(RECORD EXTRACTS Opens)
PR #130, opened 2020-01-30
Remove redundant leading words in the admonition blocks

xuxinhang:
... and other places such as "NOTE" or "Warning".


xuxinhang:
Thanks, it is a good idea to expand some "small" and "inline" admonitions into an admonition block. I will notice it!

PR #131, opened 2020-04-22
Note: csv header lines are not supported

flywire:


guide/C/ch_importing.xml
```diff
@@ -622,7 +622,7 @@
         <listitem><para><emphasis role="bold">Encoding</emphasis> This is usually the UTF-8 variant for your locale;</para></listitem>
         <listitem><para><emphasis role="bold">Date Format</emphasis> This does not default to the Locale setting so check it matches the data you are importing;</para></listitem>
         <listitem><para><emphasis role="bold">Currency Format</emphasis>;</para></listitem>
-        <listitem><para><emphasis role="bold">Leading Lines to Skip</emphasis>Note: csv header lines are not supported and must be skipped;</para></listitem>
+        <listitem><para><emphasis role="bold">Leading Lines to Skip</emphasis>Note: A csv header line with field names is not supported and must be skipped;</para></listitem>
```
fellen, line 625: I would prefer `Example:` over `Note:`

Background we are in the process of replacing `Note:` by the admonition
```
<note>
  <para>...
  </para>
</note>

```

flywire: Thank you, I'll keep that in mind for the [Importing Data Tutorial](https://chat.stackexchange.com/transcript/message/54159828#54159828) which would have been much easier and quicker in [MkDocs](https://www.mkdocs.org/).

Intending to keep formatting consistent with the previous few lines. Example is wrong in this context so is it reasonable to just delete the word _Note:_? Would the term _Fieldname Header_ be clear enough? I'd be happy to be directed to a better place to discuss.

gjanssens: Actually both are too limited. A header line with field names is only one example of leading lines. I have also seen csv files from banks that start with a number of summary lines (statement date, statement number, start balance, bank account id,...) and only then continue with the actual csv data. In the face of such a csv file only mentioning fieldname header or variants is not helpful.

Also I think "not supported" is a confusing term. It implicitly suggests the leading lines contain importable data which gnucash is not capable of doing. The reality is there is too much variation in that additional data it's impossible to write an efficient interpreter for it. I'd prefer some other way of clarifying this option.

Perhaps something like
> Use this to tell the importer to ignore non-transaction lines preceding the actual data. This can include a field name header or an introduction section in the import file.

flywire: > A header line with field names is only one example of leading lines.

That was the only use case I was intending to describe, I'd expect it's the most common type of csv header and certainly one that people [me] might expect would just be used like other software if the field names match.

fellen:
A few notes about the current status:
1. @DaveC49 is currently still working on the improvement of the import theme. You should coordinate your work with him.
1. The current chapter in guide is an outdated copy of the corresponding section in help/transactions. We had a collision: while @gjanssens fixed some isssues of @sunfish62's "Move Import vom Help to Guide", I applied @DaveC49's "Improve Import".
My suggestion: Let us finish at first the work in help (technical details) before we rework the import section of the Guide (How to, ...)
FYI the current section in help
```
<listitem>
  <para><emphasis role="bold"><guilabel>Leading Lines to Skip</guilabel></emphasis>:
    Select the number of header lines to skip in the imported file;</para>
</listitem>
<listitem>
  <para><emphasis role="bold"><guilabel>Trailing Lines to Skip</guilabel></emphasis>:
    Select the number of trailing lines to skip in the import file;</para>
</listitem>
```
IIRC this are the current tooltips of the program (our minimum requirement for help).
Easiest would be to add a common footnote: While we only want to import transactions, some banks send additional informations like a fieldname header or account status information as header or footer. The alternatives would be 
1. a common intro.
2. separate examples fieldname for the header, account summary for the footer.

fellen:
As no further commit or comment appeared, i applied the suggestion from my last comment.

Thanks!

PR #139, opened 2020-06-09
Update fq-sources.html: asx source is working again

goodvibes2:
Also explain why you need F::Q 1.41


fellen:
I am currently patching translations ...

fellen:
Applied, thanks!

Just a note: Ideally mention the related bug like I did in the next commit.

PR #144, opened 2021-04-09
Transfer all missing help files to help/de.

CWehli:
These chapters are all untranslated so far.  A note that the German translation is not yet complete is added to all
files at the beginning of the section.


fellen:
I miss a preparing step:
Thanks @sunfish "Welcome to Gnucash" is now in C/guide §2.3.1 and still missing in de/guide.
There are probably more parts, which should be saved/moved?
The changes happened in commit 755d33c - commit 7a37189

fellen:
OTOH you are on the right track: after basing PR #142 on this, make check does no longer fail.

CWehli:
Indeed. Since the two parts "Guide" and "Help" are considered separately in all languages, there will always be differences between the translations.

Since this section you mentioned is not part of this PR, the "older" translations would have to be checked against the originals in help/C.

CWehli:
And the plan of this PR was to enable the error-free installation of the sections in help/de and to see what still needs to be translated afterwards.

CWehli:
@fellen: The formatting in gnucash-help.xml in section <revhistory> <revision> <revnumber> etc., from line 63 onwards, is not resolved correctly by xmlformat.pl. Maybe you have an idea to improve this?

fellen:
> @fellen: The formatting in gnucash-help.xml in section etc., from line 63 onwards, is not resolved correctly by xmlformat.pl. Maybe you have an idea to improve this?

xmlformat.conf:30
```
# No processing:
abbrev address literallayout programlisting screen synopsis
  format = verbatim
```
because of https://tdg.docbook.org/tdg/4.5/address.html
```
Processing expectations

Formatted as a displayed block. This element is displayed “verbatim”; whitespace and linebreaks within this element are significant.
```
resulting no formatting by xmlformat.

After manually adjustment it syncs again with C.

I removed already superflous `<address>` tags by reordering, but to attach an email to the publisher I saw no other possibility.

PR #281, opened 2024-09-22
feat(sort-interfaces): add partitionByComment option

chirokas:
### Additional context

---

- [ ] Bug fix
- [ ] New Feature
- [ ] Documentation update
- [ ] Other

- [ ] Check that there isn't already a PR that solves the problem the same way to avoid creating a duplicate.
- [ ] Read [contribution guidelines](https://github.com/azat-io/eslint-plugin-perfectionist/blob/main/contributing.md).

### DIFF
--- a/rules/sort-interfaces.ts
+++ b/rules/sort-interfaces.ts
@@ -202,6 +202,7 @@ export default createEslintRule<Options<string[]>, MESSAGE_ID>({
                 return accumulator
               }
 
+              let lastElement = accumulator.at(-1)?.at(-1)
               let name: string
 
               let { getGroup, defineGroup, setCustomGroups } = useGroups(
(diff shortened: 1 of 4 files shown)


rules/sort-interfaces.ts
```diff
@@ -178,6 +202,13 @@ export default createEslintRule<Options<string[]>, MESSAGE_ID>({
                 return accumulator
               }
 
+              if (partitionComment) {
```
hugop95, line 205: [nit] Really small nitpicking but I would put this check along with the one related to `options.partitionByNewLine` line 249 as those two concepts are related.

rules/sort-interfaces.ts
```diff
@@ -215,11 +238,22 @@ export default createEslintRule<Options<string[]>, MESSAGE_ID>({
...
-                getLinesBetween(sourceCode, lastElement, elementSortingNode)
-              ) {
+              let shouldPartition = false
+              if (partitionComment) {
+                let comments = getCommentsBefore(element, sourceCode)
+                shouldPartition = hasPartitionComment(
+                  partitionComment,
+                  comments,
+                )
+              } else if (options.partitionByNewLine) {
```
hugop95, line 248: I think that this `else if` prevents `partitionByComment` and `partitionByNewLine` from co-existing together, what do you think about

```ts
let lastElement = accumulator.at(-1)?.at(-1)
if (
  (partitionComment &&
    hasPartitionComment(
      partitionComment,
      getCommentsBefore(element, sourceCode),
    )) ||
  (options.partitionByNewLine &&
    lastElement &&
    getLinesBetween(sourceCode, lastElement, sortingNode))
) {
  accumulator.push([])
}
```

hugop95 (approved):

azat-io (approved):

PR #290, opened 2024-09-22
fix(all-rules): Ignores whitespaces in node names

### LINKED ISSUE #181: Bug: [`perfectionist/sort-intersection-types`] indentation can impact rule interpretation
### Describe the bug

In the screenvideo below, you can see 2 strange behaviours:
- the rule works but is broken when changing the indentation
- when inverting 2 types as requested by the error message, a new error message is raised and contradicts the previous one

### Code example

Project (for testing – remove the `eslint-disable` comment): https://github.com/OlivierZal/melcloud-api/blob/fd854ab272e3b818b0570878d9815e938481d7ec/src/facades/interfaces.ts#L61

```
setHolidayMode: (({
    enabled,
    from,
    days,
  }: {
    enabled?: true
    from?: string
    days: number
  }) => Promise<FailureData | SuccessData>) &
    (({
      enabled,
      from,
      to,
    }: {
      enabled?: true
      from?: string
      to: string
    }) => Promise<FailureData | SuccessData>) &
    (({ enabled }: { enabled: false }) => Promise<FailureData | SuccessData>)
```

### ESLint version

v9.7.0

v3.0.0

### Additional comments

Here is a screenvideo:

https://github.com/user-attachments/assets/b8c1cb15-589a-493e-a52f-2f846e006b1f

### Validations

hugop95:
Resolves #181 .

### Description

Today with the `alphabetical` or `natural` sort, the following code is valid

```ts
type T =
{ a: string } &
{ b: string }
```

but this one is not:

```ts
type T =
{ a: string } &
{  b: string }
```

The issue lies in the fact that `{  b` is "lower" than `{ a` because of the whitespace before `b`.
Giving the possibility for users to ignore whitespaces can solve this issue.  

### Changes

This PR changes the following:
- [x] All whitespace-like characters (including `\n`) will be ignored in node names.
- [x] Add tests. Refactored `compare` file to reach 100% code coverage.

- [x] New Feature

### DIFF
--- a/utils/compare.ts
+++ b/utils/compare.ts
@@ -37,24 +37,11 @@ export let compare = (
 ): number => {
   let orderCoefficient = options.order === 'asc' ? 1 : -1
   let sortingFunction: (a: SortingNode, b: SortingNode) => number
-
-  let formatString: (value: string) => string
-  if (options.type === 'line-length') {
-    formatString = (string: string) => string
-  } else {
-    formatString = (value: string) => {
-      let valueToCompare = value
-      if (options.ignoreCase) {
-        valueToCompare = valueToCompare.toLowerCase()
-      }
-      return valueToCompare.replaceAll(/\s/g, '')
-    }
-  }
-
   let nodeValueGetter =
     options.nodeValueGetter ?? ((node: SortingNode) => node.name)
 
   if (options.type === 'alphabetical') {
+    let formatString = getFormatStringFunc(!!options.ignoreCase)
     sortingFunction = (aNode, bNode) =>
       formatString(nodeValueGetter(aNode)).localeCompare(
         formatString(nodeValueGetter(bNode)),
@@ -67,11 +54,13 @@ export let compare = (
       }
       return string
     }
-    sortingFunction = (aNode, bNode) =>
-      naturalCompare(
+    sortingFunction = (aNode, bNode) => {
+      let formatString = getFormatStringFunc(!!options.ignoreCase)
+      return naturalCompare(
         prepareNumeric(formatString(nodeValueGetter(aNode))),
         prepareNumeric(formatString(nodeValueGetter(bNode))),
       )
+    }
   } else {
     sortingFunction = (aNode, bNode) => {
       let aSize = aNode.size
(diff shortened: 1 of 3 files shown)


azat-io:
Are you sure this should be a separate option and not the default behavior?

hugop95:
@azat-io I am trying to find cases where a user would **not** want to ignore whitespaces. It's possible that there are none, in which case this is better to have this as a default option indeed. @OlivierZal, what do you think?

OlivierZal:
I would say it rather should be the default behavior since IMO `perfectionist` should not care about indentation, which belongs to `stylistics` concerns.

hugop95:
> I would say it rather should be the default behavior since IMO `perfectionist` should not care about indentation, which belongs to `stylistics` concerns.

This is unfortunately more than just a stylistic concern: all whitespace are removed, meaning that for

```ts
type T = 
  'I am a string' |
  'I am a         string'
```
the two members of the type are now the same.

I know that my example is not really representative of an issue someone would have in practice, but I'm wondering if we are not potentially impacting something else.

OlivierZal:
Oh I see, so the question is: are there cases where someone wants spaces to be taken into account, and what's the most widly used and accepted practice in the dev community in order to decide which is the default.

hugop95:
@OlivierZal Pretty much. On one end, I think that "stylistic" related issues like

```ts
type T =
{ a: string } &
{  b: string }
```

can be fixed by prettifying tools like `prettier`. On the other, if these tools are not used, this affects sorting rules.

OlivierZal:
My problem is precisely that I use prettier: even if I keep a working  indentation, prettier will change it.

OlivierZal:
Based on our conversation, I would vote for defaulting the behavior to ignore white spaces.

utils/compare.ts
```diff
@@ -38,10 +38,18 @@ export let compare = (
...
+  let formatString: (value: string) => string
+  if (options.type === 'line-length') {
+    formatString = (string: string) => string
+  } else {
+    formatString = (value: string) => {
+      let valueToCompare = value
+      if (options.ignoreCase) {
+        valueToCompare = valueToCompare.toLowerCase()
+      }
+      return valueToCompare.replaceAll(/\s/g, '')
```
OlivierZal, line 50:
```ts
return valueToCompare.replaceAll(/\s/g, '')
```

or just

```ts
return valueToCompare.trim()
```

?

hugop95: Trimming would be the ideal! 

Unfortunately, it doesn't solve your case: `'{  b: string }'.trim()` is still `'{  b: string }'`

OlivierZal: oh, right...

azat-io:
Awesome fix, thank you!

PR #293, opened 2024-09-22
refactor(multiple-rules): adds `sort-nodes-by-groups` function to reduce code duplication

hugop95:
### Description

All rules handling groups (with the exception of `sort-classes` with a new CustomGroup API) do the same thing when it comes to sorting nodes by groups. This PR refactor codes to reduce code duplication for those rules.

- [x] Other


azat-io (approved):

azat-io:
❤️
(RECORD EXTRACTS Closes)
TASK REQUIREMENTS: Copy the stretch of the records above that runs from the line with "PR #131, opened 2020-04-22" through the line with "fellen, line 625: I". Both end lines belong in the copy, and nothing else does.

PROBLEM SOLUTION:
PR #131, opened 2020-04-22
Note: csv header lines are not supported

flywire:


guide/C/ch_importing.xml
```diff
@@ -622,7 +622,7 @@
         <listitem><para><emphasis role="bold">Encoding</emphasis> This is usually the UTF-8 variant for your locale;</para></listitem>
         <listitem><para><emphasis role="bold">Date Format</emphasis> This does not default to the Locale setting so check it matches the data you are importing;</para></listitem>
         <listitem><para><emphasis role="bold">Currency Format</emphasis>;</para></listitem>
-        <listitem><para><emphasis role="bold">Leading Lines to Skip</emphasis>Note: csv header lines are not supported and must be skipped;</para></listitem>
+        <listitem><para><emphasis role="bold">Leading Lines to Skip</emphasis>Note: A csv header line with field names is not supported and must be skipped;</para></listitem>
```
fellen, line 625: I would prefer `Example:` over `Note:`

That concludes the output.